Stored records
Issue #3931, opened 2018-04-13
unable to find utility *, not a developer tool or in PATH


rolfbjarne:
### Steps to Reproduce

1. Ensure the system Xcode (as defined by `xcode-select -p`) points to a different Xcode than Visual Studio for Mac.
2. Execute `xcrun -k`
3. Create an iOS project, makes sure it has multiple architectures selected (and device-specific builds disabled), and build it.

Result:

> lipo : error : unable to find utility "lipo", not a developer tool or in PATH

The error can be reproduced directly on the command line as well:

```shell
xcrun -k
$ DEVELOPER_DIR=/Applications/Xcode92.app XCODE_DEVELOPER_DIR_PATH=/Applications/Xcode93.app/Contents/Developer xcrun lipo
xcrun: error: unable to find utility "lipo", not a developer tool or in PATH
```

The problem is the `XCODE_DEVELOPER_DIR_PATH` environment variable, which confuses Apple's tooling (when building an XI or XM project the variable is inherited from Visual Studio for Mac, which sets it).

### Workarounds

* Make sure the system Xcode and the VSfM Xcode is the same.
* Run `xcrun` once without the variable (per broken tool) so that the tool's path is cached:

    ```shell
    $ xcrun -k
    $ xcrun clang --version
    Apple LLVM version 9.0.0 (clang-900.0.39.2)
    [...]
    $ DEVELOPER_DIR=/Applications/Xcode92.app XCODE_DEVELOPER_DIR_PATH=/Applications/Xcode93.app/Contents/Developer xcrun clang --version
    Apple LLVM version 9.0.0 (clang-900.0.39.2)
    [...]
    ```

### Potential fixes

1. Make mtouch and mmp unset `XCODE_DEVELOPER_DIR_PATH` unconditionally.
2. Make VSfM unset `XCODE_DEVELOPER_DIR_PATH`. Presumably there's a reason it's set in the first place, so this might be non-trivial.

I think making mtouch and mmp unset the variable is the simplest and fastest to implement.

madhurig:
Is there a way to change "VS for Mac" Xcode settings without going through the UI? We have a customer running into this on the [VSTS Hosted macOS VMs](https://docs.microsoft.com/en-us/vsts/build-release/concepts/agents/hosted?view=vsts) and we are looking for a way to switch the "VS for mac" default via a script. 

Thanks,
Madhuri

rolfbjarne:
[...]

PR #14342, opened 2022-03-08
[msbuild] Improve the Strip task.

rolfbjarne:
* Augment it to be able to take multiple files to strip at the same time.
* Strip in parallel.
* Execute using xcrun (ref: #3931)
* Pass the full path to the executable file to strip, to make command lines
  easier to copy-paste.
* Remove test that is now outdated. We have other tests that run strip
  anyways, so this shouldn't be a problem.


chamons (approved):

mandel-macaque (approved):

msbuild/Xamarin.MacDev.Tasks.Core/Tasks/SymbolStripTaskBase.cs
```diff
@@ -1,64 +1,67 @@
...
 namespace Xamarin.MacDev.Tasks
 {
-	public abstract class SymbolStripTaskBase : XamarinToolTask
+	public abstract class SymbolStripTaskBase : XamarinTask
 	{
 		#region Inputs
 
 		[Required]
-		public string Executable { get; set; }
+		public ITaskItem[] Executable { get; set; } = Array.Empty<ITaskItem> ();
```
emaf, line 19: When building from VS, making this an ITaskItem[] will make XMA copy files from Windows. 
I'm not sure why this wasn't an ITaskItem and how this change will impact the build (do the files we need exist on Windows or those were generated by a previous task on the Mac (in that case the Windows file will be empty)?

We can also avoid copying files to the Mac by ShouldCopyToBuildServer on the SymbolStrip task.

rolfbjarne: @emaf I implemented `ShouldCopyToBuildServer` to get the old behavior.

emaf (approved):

• Exercise directions: Please write out, exactly as they appear, the line that contains "We can also" and every line after it up to the end of the entries above, and no others.

• Response box:
We can also avoid copying files to the Mac by ShouldCopyToBuildServer on the SymbolStrip task.

rolfbjarne: @emaf I implemented `ShouldCopyToBuildServer` to get the old behavior.

emaf (approved):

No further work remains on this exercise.